Robin James gets to the heart of this problem by making a distinction between “self-care as surplus-value producing work” or “resilience,” and “guerrilla self-care” (I recommend you read her post on this). The former, argues James, “is not about personal healing: resilient self-care is just another, upgraded way of instrumentalizing the same people” in the service of the same structures that caused them stress in the first place. It’s not “about cultivating what you need, it’s about adapting to dominant notions of success.” Guerrilla self-care, like the “subversive self-care” discussed here by Shanesha Brooks-Tatum, is a means of pushing back against destructive systemic problems as well as alleviating their effects on us.
This is why it’s important that we acknowledge care as work, which is a fundamental element of relationships and organizations, yet exists outside the “value” that matters in a market. The issue with care work, for the self and others, is not that it needs to be done at all but more that some people are expected to do it or compelled to do it—while others can take it for granted that the work will be done for them (by the institution or by other people in their lives). This is also why each of us needs to think through our unique position in relation to these institutions, their histories and their current priorities. Each of us will be able to do different things to contribute in this context. For example, learning to “say no” to extra uncompensated work is a lauded practice, but not everyone is in a position to do this without negative consequences. Those who can, need to make sure the work they say “no” to is not simply downloaded onto others who can’t refuse.

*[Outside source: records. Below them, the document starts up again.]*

PR #4305, opened 2017-09-15
add site specific features

robguthrie:


robguthrie:
Hi @gdpelican can you see anything that needs to be fixed here?

app/models/concerns/null/user.rb
```diff
@@ -1,6 +1,9 @@
 module Null::User
   # include HasAvatar
   include Null::Object
+  def is_admin
```
gdpelican: This wants to be added to false_methods, rather than in its own method

app/controllers/api/registrations_controller.rb
```diff
@@ -3,7 +3,7 @@ class API::RegistrationsController < Devise::RegistrationsController
 
   def create
     build_resource(sign_up_params)
-    if resource.save
+    if can_create? && resource.save
```
gdpelican: We don't really want to render 422 if can_create? is false. I think a before_action is the way to go here.

```
actor.ability.authorize! :create, resource
```

Then `can_create?` goes into a :create, User ability block, which is the most natural place for it

angular/core/components/sidebar/sidebar.haml
```diff
@@ -42,11 +42,11 @@
         %md_button.sidebar__list-item-button--subgroup{href: "", lmo-href: "{{groupUrl(group)}}", ng-if: "!group.isParent()", ng-class: "{'sidebar__list-item--selected': onPage('groupPage', group.key)}"}
           {{group.name}}
         .sidebar__list-item-padding
-      %md_list_item
+      %md_list_item{ng-if: "canStartGroup()"}
         %md_button.sidebar__list-item-button.sidebar__list-item-button--start-group{href: "", ng-click: "startGroup()", aria-label: "{{ 'sidebar.start_group' | translate }}"}
           %i.sidebar__list-item-icon.material-icons group_add
           %span{translate: "sidebar.start_group"}
-      %md_list_item
+      %md_list_item{ng-if: "canPublicGroups()"}
```
gdpelican: `canViewPublicGroups` would follow the ability naming convention most closely

angular/core/components/sidebar/sidebar.coffee
```diff
@@ -63,6 +65,9 @@ angular.module('loomioApp').directive 'sidebar', ($rootScope, $mdMedia, $mdSiden
     $scope.currentUser = ->
       Session.user()
 
+    $scope.canStartGroup = -> AbilityService.canStartGroups()
+    $scope.canPublicGroups = -> AppConfig.features.public_groups
```
gdpelican: Might as well make this an AbilityService method too, `canViewPublicGroups`

angular/core/components/sidebar/sidebar.coffee
```diff
@@ -47,8 +47,10 @@ angular.module('loomioApp').directive 'sidebar', ($rootScope, $mdMedia, $mdSiden
       InboxService.unreadCount()
 
     $scope.showContactUs = ->
-      # TODO: use loomio_org plugin to determine official site or not
-      AppConfig.baseUrl == 'https://www.loomio.org/'
+      IntercomService.available()
```
gdpelican: I think this changes behaviour a little bit; we have the contact form as a fallback if people have disabled intercom for whatever reason (as a 3rd party script).

Anyway, we should always display contact us, and switch what happens when you click it based on whether Intercom is available or not.

app/extras/app_config.rb
```diff
@@ -30,4 +30,17 @@ def self.theme
...
+     {
+       create_user:   env_boolean('FEATURES_CREATE_USER', true),
+       create_group:  env_boolean('FEATURES_CREATE_GROUP', true),
+       public_groups: env_boolean('FEATURES_PUBLIC_GROUPS', true),
+       help_link:     env_boolean('FEATURES_HELP_LINK', true)
+     }
+   end
+
+   def self.env_boolean(key, default)
+     %w(1 true).include? ENV.fetch(key, default).to_s
```
gdpelican: For some reason %w(1 true) feels not the best to me; it's arbitrary and may or may not follow rules about ENV we've created already or will create.

```
# .env
FEATURES_CREATE_USER=1 # you can create users
# you can create groups because you didn't put anything
FEATURES_PUBLIC_GROUPS=yes # you can't see public groups
FEATURES_HELP_LINK=false # you can't see the help link
```

It also took me a bit to figure out that we're wanting to default to true here so we don't have to change existing installs at all. How would you feel about

```
def self.features
  {
    create_user: !ENV['DISABLE_FEATURE_CREATE_USER'],
    create_group: !ENV['DISABLE_FEATURE_CREATE_GROUP']
  }
end
```

app/controllers/api/registrations_controller.rb
robguthrie: knew you'd have the answer for that. Thanks

angular/core/components/sidebar/sidebar.coffee
robguthrie: Yea.. it's because I noticed we don't support contact by email right now. I'd prefer that too.

PR #4311, opened 2017-09-22
support changing palette with ENV

robguthrie:


app/extras/app_config.rb
```diff
@@ -27,7 +28,9 @@ def self.theme
       primary_palette:                   ENV.fetch('THEME_PRIMARY_PALETTE', 'orange'),
       accent_palette:                    ENV.fetch('THEME_ACCENT_PALETTE', 'cyan'),
       primary_palette_config: JSON.parse(ENV.fetch('THEME_PRIMARY_PALETTE_CONFIG', '{"default": "400"}')),
-      accent_palette_config:  JSON.parse(ENV.fetch('THEME_ACCENT_PALETTE_CONFIG', '{"default": "500"}'))
+      accent_palette_config:  JSON.parse(ENV.fetch('THEME_ACCENT_PALETTE_CONFIG', '{"default": "500"}')),
+      custom_primary_palette: json_parse_or_false('THEME_CUSTOM_PRIMARY_PALETTE'),
```
gdpelican: What's the difference between having a custom primary palette, and defining the palette you want in THEME_PRIMARY_PALETTE_CONFIG? Not sure I see the need for these new ENVs yet

angular/core/config/material.coffee
```diff
@@ -1,6 +1,16 @@
 angular.module('loomioApp').config ($mdThemingProvider, $mdAriaProvider) ->
   theme = window.Loomio.theme
-  $mdThemingProvider.theme('default')
-    .primaryPalette(theme.primary_palette, theme.primary_palette_config)
-    .accentPalette(theme.accent_palette, theme.accent_palette_config);
+
+  if theme.custom_primary_palette
```
gdpelican: I'm pretty skeptical that we need this much logic here. Can we get away with
```
$mdThemingProvider.theme('default')
  .primaryPalette(theme.primary_palette, theme.primary_palette_config)
  .accentPalette(them.accent_palette, theme.accent_palette_config)
```

and ensuring that those theme values are correct based on ENV on the ruby side?

app/extras/app_config.rb
robguthrie: The client does not want any of the material palettes, so I have to generate one (two actually) and pop it in as a new palette.

angular/core/config/material.coffee
robguthrie: yea, we can do that.

PR #4314, opened 2017-09-26
migrate to materialdesignicons.com icons

robguthrie:


robguthrie:
@gdpelican this is ready to go.

PR #548, opened 2024-12-14
nit: Rename dbt's `tests` to `data_tests`

syou6162:
From dbt v1.8, `tests` are now called `data tests` to disambiguate from unit tests. Since it is now recommended to use `data_tests`, we will modify the export to dbt format to use `data_tests`.

- [x] Tests pass
- [x] ruff format


simonharrer:
Hm, dbt 1.8 was only released in May 2024. Do we need a `--dbt-version` parameter to offer a downgrade path in a graceperiod?

PR #549, opened 2024-12-16
Add Iceberg Export

### LINKED ISSUE #449: Iceberg Import and Export

paulcichonski:
- [ ] Tests pass
- [x] ruff format

Closes #449 

Took me longer than I was hoping it to, but I think this is a decent start at an Iceberg export. Happy to change it as needed though.


jochenchrist:
Can you check why the tests fail?

PR #567, opened 2024-12-24
Update README.md

Lucifer-02:
- [ x] Tests pass
- [ x] ruff format
- [ x] README.md updated (if relevant)
- [x ] CHANGELOG.md entry added

fix typos


pierre-monnet:
`odcs` and `odcs_v3` match to the same exporter. The v3 is the current version and so the default.
https://github.com/datacontract/datacontract-cli/blob/ff4813c20e8fc33cd896cb13cd5643c4788ff09f/datacontract/export/exporter_factory.py#L106-L112

jochenchrist:
`odcs` is an alias for `odcs_v3` and should always point to the latest version (we'll drop support for v2 soon)

PR #569, opened 2024-12-29
When exporting in dbt format, add the datacontract `references` field as a dbt `relationships` test

syou6162:
partially resolve https://github.com/datacontract/datacontract-cli/issues/542

datacontract can describe information about foreign keys in `references`. Also, dbt can describe tests for foreign keys in `relationships`, so I've made a modification so that when `datacontract export --format dbt-sources` is run, it will add to the dbt yaml as a `relationships` test.

If the direction of this pull request is fine, I will send a similar improvement pull request for `datacontract import --format dbt` as well.

- [x] Tests pass
- [x] ruff format


datacontract/export/dbt_converter.py
```diff
@@ -239,9 +246,21 @@ def _to_column(field_name: str, field: Field, supports_constraints: bool, adapte
...
+            column["data_tests"].append(
+                {
+                    "relationships": {
+                        "to": f"""source("{ref_source_name}", "{table_name}")""",
+                        "field": f"{column_name}",
+                    }
+                }
+            )
 
-        if not column["data_tests"]:
```
syou6162, line 243: I made this correction, but the scope in which this processing was performed was incorrect 🙏 

- https://github.com/datacontract/datacontract-cli/pull/548/files#diff-b03f6e792b001775280d2 e272e3faef45c6880886f91c19597a23662b7f574a3R242-R244

PR #570, opened 2024-12-29
When importing in dbt format, add the dbt `relationships` test field as a `references` in the data contract

syou6162:
partially resolve https://github.com/datacontract/datacontract-cli/issues/542, and related to https://github.com/datacontract/datacontract-cli/pull/569.

dbt can describe information about foreign keys as tests in `relationships`. Also, datacontract can describe information about foreign keys in references, so I've made a modification so that when `datacontract import --format dbt --source target/manifest.json` is run, it will add to the data contract as a `references` field

- [x] Tests pass
- [x] ruff format


syou6162:
The CI test has failed, but this is due to a fix on the main branch. Once the main branch test passes, this branch test should also pass.

- ref: https://github.com/datacontract/datacontract-cli/issues/575

PR #589, opened 2025-01-16
Allow datacontract import to be run offline

glM26:
Right now, schema and template are always downloaded from the default URLs, which might not be accessible in a restricted environment.
Add --schema and --template parameters to datacontract import.
- [ ] Tests pass
- [ ] ruff format


jochenchrist:
LGTM

PR #598, opened 2025-01-18
Ship spec jsons within the CLI.

### LINKED ISSUE #580: Ship spec jsons within the CLI
Include the json schemas used for schema validation within the CLI.

jochenchrist:
Resolves #580

- [x] Tests pass
- [x] ruff format


simonharrer:
I think it is okay to leave out the older schemas as it is fast moving and the schemas should be backward compatible. We should mention that the CLI tool no longer needs to download files when being run.

- At the moment, it never validates ODCS as always DCS is loaded. We should handle that.
- We should also include the init template (https://datacontract.com/datacontract.init.yaml) and ship it from within the CLI.

simonharrer:
LGTM

PR #612, opened 2025-01-27
fix: schema yaml file not included in docker build

DylanRodgers98:
Running the cli in Docker currently fails because schemas/datacontract-1.1.0.init.yaml is not included in the build.
Also, passing `--template` option currently fails due to an erroneous `if template is None` check.

- [x] Tests pass
- [x] ruff format


datacontract/data_contract.py
```diff
@@ -75,9 +75,8 @@ def __init__(
         }
 
     @classmethod
-    def init(cls, template: str, schema: typing.Optional[str] = None) -> DataContractSpecification:
-        if template is None:
-            template_str = get_init_template(template)
+    def init(cls, template: typing.Optional[str], schema: typing.Optional[str] = None) -> DataContractSpecification:
+        template_str = get_init_template(template)
```
DylanRodgers98, line 79: `get_init_template` handles when `template` is `None` and grabs the default template

PR #615, opened 2025-01-27
Adding new enum members should not be breaking change

DylanRodgers98:
Adding new members to enums without removing existing members should not be a breaking change. This PR adds a new `field_enum_members_added` breaking change rule with severity `info` - i.e. not breaking.

- [x] Tests pass
- [x] ruff format


jochenchrist:
I am not so sure here.
Adding new and unexpected enum values are typically a major change that consumers must be a aware of and adopt their processes/code, e.g. in switch matching statements.

DylanRodgers98:
> e.g. in switch matching statements.

Ah that's a great point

In this context it is radical to resist working on ourselves for the sole purpose of producing value for a “greedy institution,” in a competitive market for stable paid employment. Can care work become radical, resistant, in a system that attributes no value to it yet cannot function without it? Instead of (ironically) individualizing our problems and expecting people to deal with them through technologies of self-management, we need to acknowledge — and keep re-acknowledging — structural problems including those that create stressful, unhealthy workplaces. We also need to de-individualize our means of response so that the burden does not fall, as it has done and still does, on those already most affected by systemic injustices; otherwise we’re merely re-inscribing the things we claim to critique, both to our own detriment and to other people’s.